• _What you should do_
Of the lines below, report only those that contain "unittest".

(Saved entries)
--*--

PR #2216, opened 2026-08-12
fix: protect exhibit renderer inputs

jiangmuran:
## Problem

`render_exhibit.py` accepts three paths but does not prevent the output from being the same file as `proposal` or `exhibit`. Because rendering completes before the final write, the command exits successfully and then replaces its Markdown or JSON source with generated HTML.

```bash
python3 scripts/render_exhibit.py \
  examples/agent-civic-loop/proposal.md \
  examples/agent-civic-loop/exhibit.json \
  examples/agent-civic-loop/proposal.md
# exits 0 and proposal.md now starts with <!doctype html>
```

## Change

Resolve the output and both input paths before rendering, reject either identity overlap, and leave the source bytes untouched. Normal output paths retain the existing rendering behavior.

## Verification

- `python3 -m unittest tests.test_render_exhibit_output_boundary -v` - passed with proposal and exhibit overlap subtests
- normal smoke render of `examples/agent-civic-loop` produced a non-empty external HTML file
- `python3 -m py_compile scripts/render_exhibit.py tests/test_render_exhibit_output_boundary.py`
- `git diff --check`

### DIFF
--- a/scripts/render_exhibit.py
+++ b/scripts/render_exhibit.py
@@ -718,6 +718,10 @@ def main() -> int:
     args = parser.parse_args()
 
     try:
+        output = args.output.resolve()
+        for label, input_path in (("proposal", args.proposal), ("exhibit", args.exhibit)):
+            if output == input_path.resolve():
+                raise ExhibitError(f"output must not overwrite the {label} input: {input_path}")
         rendered = render_html(args.proposal, args.exhibit)
     except ExhibitError as exc:
         parser.error(str(exc))
--- a/tests/test_render_exhibit_output_boundary.py
+++ b/tests/test_render_exhibit_output_boundary.py
@@ -1,0 +1,40 @@
+from __future__ import annotations
+
+import json
+import subprocess
+import sys
+import tempfile
+import unittest
+from pathlib import Path
+
+
+REPO_ROOT = Path(__file__).resolve().parents[1]
+SCRIPT = REPO_ROOT / "scripts" / "render_exhibit.py"
+
+
+class RenderExhibitOutputBoundaryTests(unittest.TestCase):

--*--

• _Task solution_
- `python3 -m unittest tests.test_render_exhibit_output_boundary -v` - passed with proposal and exhibit overlap subtests
+import unittest
+class RenderExhibitOutputBoundaryTests(unittest.TestCase):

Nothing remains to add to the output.